Collected data entries:
== == ==

PR #508, opened 2026-07-08
ci: arm64 multi-arch image (tag/dispatch gated)

mfaferek93:
Adds a native-runner multi-arch (linux/amd64 + linux/arm64) image publish for the gateway.

## What
- New workflow `.github/workflows/docker-publish-multiarch.yml`.
- Builds each arch on its own native runner (arm64 on `ubuntu-24.04-arm`, no QEMU), pushes by digest, then a per-distro merge job stitches the digests into one multi-arch manifest and tags it.
- Mirrors the `ros2_medkit_web_ui` digest + manifest-merge pattern, extended with the `ros_distro` build-arg dimension (jazzy, humble, lyrical).

## Gating
- Triggers on `push` to `v*` tags and `workflow_dispatch` ONLY. NOT on pull_request or push-to-main.
- The existing `docker-publish.yml` (amd64-only, push-to-main) is left untouched, so per-PR / push-to-main CI stays fast (no emulated arm64 on every change).

## Feasibility
- Verified `ros:{jazzy,humble,lyrical}-ros-base` all publish `linux/arm64/v8` manifests, so arm64 builds are feasible. No base-image blocker.

### DIFF
--- a/.github/workflows/docker-publish-multiarch.yml
+++ b/.github/workflows/docker-publish-multiarch.yml
@@ -138,8 +138,9 @@ jobs:
                       type=semver,pattern={{version}}
                       # major.minor (v1.2.3 -> 1.2)
                       type=semver,pattern={{major}}.{{minor}}
-                      # always publish latest for release / dispatch
-                      type=raw,value=latest
+                      # latest only on a stable release tag (vX.Y.Z with no
+                      # pre-release suffix); skips -rc/-alpha tags and dispatch
+                      type=raw,value=latest,enable=${{ startsWith(github.ref, 'refs/tags/v') && !contains(github.ref, '-') }}
                       # sha for traceability
                       type=sha,prefix=sha-,format=short
 
--- a/.github/workflows/docker-publish-multiarch.yml
+++ b/.github/workflows/docker-publish-multiarch.yml
@@ -1,0 +1,156 @@
+# Multi-arch (linux/amd64 + linux/arm64) image publish for the gateway.
+#
+# Gated on release tags and manual dispatch only - NOT on pull_request or
+# push-to-main. Per-PR / push-to-main CI still runs the amd64-only
+# docker-publish.yml, which stays fast (no emulated arm64 on every change).
+#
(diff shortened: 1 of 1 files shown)


.github/workflows/docker-publish-multiarch.yml
```diff
@@ -0,0 +1,156 @@
...
+              uses: docker/metadata-action@v5
+              with:
+                  images: ${{ env.REGISTRY }}/${{ github.repository_owner }}/ros2_medkit-${{ matrix.ros_distro }}
+                  tags: |
+                      # version tag (v1.2.3 -> 1.2.3)
+                      type=semver,pattern={{version}}
+                      # major.minor (v1.2.3 -> 1.2)
+                      type=semver,pattern={{major}}.{{minor}}
+                      # always publish latest for release / dispatch
+                      type=raw,value=latest
```
bburda: `type=raw,value=latest` has no `enable` guard, so `:latest` is set on every trigger, not only on stable release tags.

Two cases move `:latest` when they should not:
- The `v*` trigger also matches pre-release tags like `v1.2.3-rc1`. A release candidate would then become `:latest`.
- `workflow_dispatch` can run on any branch. There the semver tags are empty but `latest` is still set, so a manual run publishes `:latest` from that branch.

It also conflicts with `docker-publish.yml`. That workflow sets the same `:latest` tag as amd64-only on each push to main. So after a release `:latest` is multi-arch, and the next push to main makes it amd64-only again.

Fix: guard the tag, for example `type=raw,value=latest,enable=${{ github.ref_type == 'tag' }}`.

mfaferek93: Fixed in bf105acc: guarded the raw latest tag with enable=${{ startsWith(github.ref, 'refs/tags/v') && !contains(github.ref, '-') }}. This is stricter than ref_type == 'tag' alone: it also drops pre-release tags (any ref containing a hyphen, e.g. v1.2.3-rc1) and workflow_dispatch runs, so :latest only moves on a stable vX.Y.Z release.

bburda (approved):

== == ==

= Your instructions =
Return exactly what appears above, from the first line of the entries to the line with "- New workflow", inclusive.

= Reply to the exercise =
PR #508, opened 2026-07-08
ci: arm64 multi-arch image (tag/dispatch gated)

mfaferek93:
Adds a native-runner multi-arch (linux/amd64 + linux/arm64) image publish for the gateway.

## What
- New workflow `.github/workflows/docker-publish-multiarch.yml`.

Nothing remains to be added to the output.